It's not 1.0 yet, and there are ways to trip up the compiler by accidentally
writing irregular code (and the workarounds are nonobvious), but several
people have used it productively (albeit non-production by most standards).
Addressing this is part of the research we're doing, and we are quite sure we
know how to get there.

> OpenCL is easy to write for anyone who knows C (far more people than fans of
> functional programming) and moderately difficult to write decently well.
> What's the value proposition of Futhark? Is it just that some people prefer
> writing in a functional DSL rather than C, or does it purport to enable some
> optimizations that are hard to write well manually?

In principle, a skilled GPU programmer can always outperform Futhark. The
value proposition of Futhark is partly that you can obtain decent code without
having low-level knowledge (usually within x2 of hand-written performance),
and partly that even a skilled GPU programmer can get there much faster. Most
low-level GPU languages (like OpenCL and CUDA) make it very hard to write code
that is both fast _and_ modular. For example, you might write some really nice
CUDA kernel that operates on vectors, but there is no obvious way to apply it
to every row of a matrix - probably you will have to write a new kernel from
scratch; one that is very similar to the old one, but without direct code
reuse.

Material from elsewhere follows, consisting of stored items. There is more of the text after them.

PR #5173, opened 2017-02-03
Undefined index: custom_field in catalog/controller/account/edit.php on line 166

arnisjuraga:
If validation error occures (e.g. - no email address), then you will see notice error, if no custom fields ar used.


danielkerr:
already fixed

PR #5190, opened 2017-02-09
Options. Sorting

savage4pro:
#### option list
option list

#### option values
option values

#### product options values
product options values

#### product options values after save
product options values after save

#### product options list
product options list

#### product page
product page

#### product page after save option list
product page after save option list

> As we can see since the _sort_order_ values is not given (and even if it does somewere) there is many **unpredictable** results.

#### option list
option list
order by **sort_order & name**

#### option values
option values
order by **sort_order & option_value_id**

#### product options values
product options values
order by **sort_order & product_option_value_id** (in select-box - same as we have on the Option Values page)

#### product options list
product options list
options ordered by **sort_order & product_option_id** (in ajax-return-box now more results, ordered by **"type" & sort_order & name**)

#### product page
product options list
options and values sorted the **same way as in Admin section**

### DIFF
--- a/upload/admin/controller/catalog/option.php
+++ b/upload/admin/controller/catalog/option.php
@@ -470,7 +470,8 @@ class ControllerCatalogOption extends Controller {
 			$filter_data = array(
 				'filter_name' => $this->request->get['filter_name'],
 				'start'       => 0,
-				'limit'       => 5
+				'sort'        => 'o.sort_order',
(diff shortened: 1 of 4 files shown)


straightlight:
Way too complexed. Better to use this suggestion as an extension from the Opencart Marketplace, not to fit in the master branch in this case. Therefore, this commit will now be closed.

Issue #5208, opened 2017-02-17
Custom customer address fields


fagner-alves:
Implementation of custom fields from the customer address on the invoice and the shipping note.

PR #5209, opened 2017-02-17
Update order.php ( Implementing custom fields )

fagner-alves:
Implementation of custom fields from the customer address on the invoice and the shipping note. #5208


straightlight:
See this solution instead: https://forum.opencart.com/viewtopic.php?f=201&t=209266&start=60#p782020 . Therefore, this commit will now be closed.

PR #5210, opened 2017-02-18
Update store.php

osworx:
If store is running in SSL-mode (https) the display of the url may confuse because it is always http:// only!


straightlight:
No longer the case since the .htaccess file, once enabled, should use the HTTPS protocol by default nowadays which will also reflect on the HTTP_CATALOG constant from both config.php files. Therefore, this commit will now be closed.

PR #5221, opened 2017-02-24
Fixed issue with gift voucher for failed orders

cartbinder:
If gift voucher was added to order. And suppose order was cancelled at payment page or it failed.
So the gift voucher should be allowed to use again since order is not made.

But the negative if statement is doing the reverse. So it should be made positive.

If there is some other logic to this. Then i am sorry for this commit.


ADDCreative:
Your logic is wrong. The query is checking the order for the voucher, not the order the voucher is to be use to pay for.

With this change vouchers that were not paid for can be used and a paid for voucher will be rejected.

cartbinder:
Yes you are correct. I was thinking in wrong way so ended up here.
Thanks !!

PR #5222, opened 2017-02-24
Don't show tax if it was not applied

ink-ru:
Don't show tax if it was not applied


danielkerr:
not requiired the are mutiple settings top show not show tax!

PR #5223, opened 2017-02-24
Don't show tax if it not was aplicated

ink-ru:
Don't show tax if it not was aplicated


jamesallsup:
This is down to preference, not a bug.

Also, please read the standards document before creating PR as the if statement code is never used like that.

PR #5227, opened 2017-02-26
No base href bug fix

ink-ru:
No base href bug fix


danielkerr:
It's not an issue unless u messed something up

PR #5230, opened 2017-02-27
We have to apply OCMOD ordered by it's date.

toporchillo:
When we cleaning OCMOD cache, OpenCart applies all OCMOD-modifications. We have to keep OCMOD apply order or we can get unexpected OCMOD compatibility errors.


howdu:
Sometimes you need a modification to be called last if it's modify other modifications. At the moment I do this by prefix name with 'Z' sorting by date loosing this.

danielkerr:
sort order was added in the last release

PR #11681, opened 2022-09-24
Improved can not with cannot - admin/controller/common/security.php file

TheCartpenter:


ADDCreative:
You have // 1. twice and the second commas are not needed.

PR #11696, opened 2022-09-24
Sentence correction. Methods unfinished - admin/controller/mail/subscription.php file

TheCartpenter:
These methods might still be under development. I am not sure.


ADDCreative:
Should be subscription status and not order status. Also it's not a function that returns anything, it's a variable that is or isn't.

PR #11698, opened 2022-09-24
Aligned equal alignments - admin/language/en-gb/catalog/product.php file

TheCartpenter:


ADDCreative:
Now the alignment is a mix of tabs and spaces. You should stick to one. I believe OpenCart has always used tabs for indentation and spaces for alignment.

PR #11699, opened 2022-09-24
Improved sentence - admin/controller/user/user.php file

TheCartpenter:


ADDCreative:
The original was better. The new wording doesn't sound correct. You can't enforce the user, only rules, etc.

PR #11704, opened 2022-09-24
Improved sentence - catalog/controller/event/activity.php file

TheCartpenter:


ADDCreative:
The order status does not 'returns 0'. It should read "If the last order status id was 0 and new order status is not 0".

PR #11705, opened 2022-09-24
Improved sentence - catalog/controller/mail/order.php file

TheCartpenter:


ADDCreative:
The original made more sense. The order status doesn't 'return', it 'is' or 'is not'.

PR #11706, opened 2022-09-24
Improved sentence - catalog/controller/product/compare.php file

TheCartpenter:


ADDCreative:
This makes less sense than the original. Also it you are going to refer to the numeric value returned by count, then the compair is greater than 3. It original comment was fine as it was, as it referred to the new number of products.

In Futhark, you would just 'map' the old function over the matrix, and
let the compiler figure out how to turn it into one or more segmented
operations.

Essentially, the Futhark compiler is not bound by the restriction that the
optimised code should be maintainable by humans, so it is able to use
inlining, duplication, fusion and a host of other transformations that are
helpful for performance, but no sane programmer would write if they cared
about the maintainability of their code.

In practice, Futhark usually gets beat on single primitive operations (matrix
multiplication, FFT, etc), but at an application level, it tends to do well.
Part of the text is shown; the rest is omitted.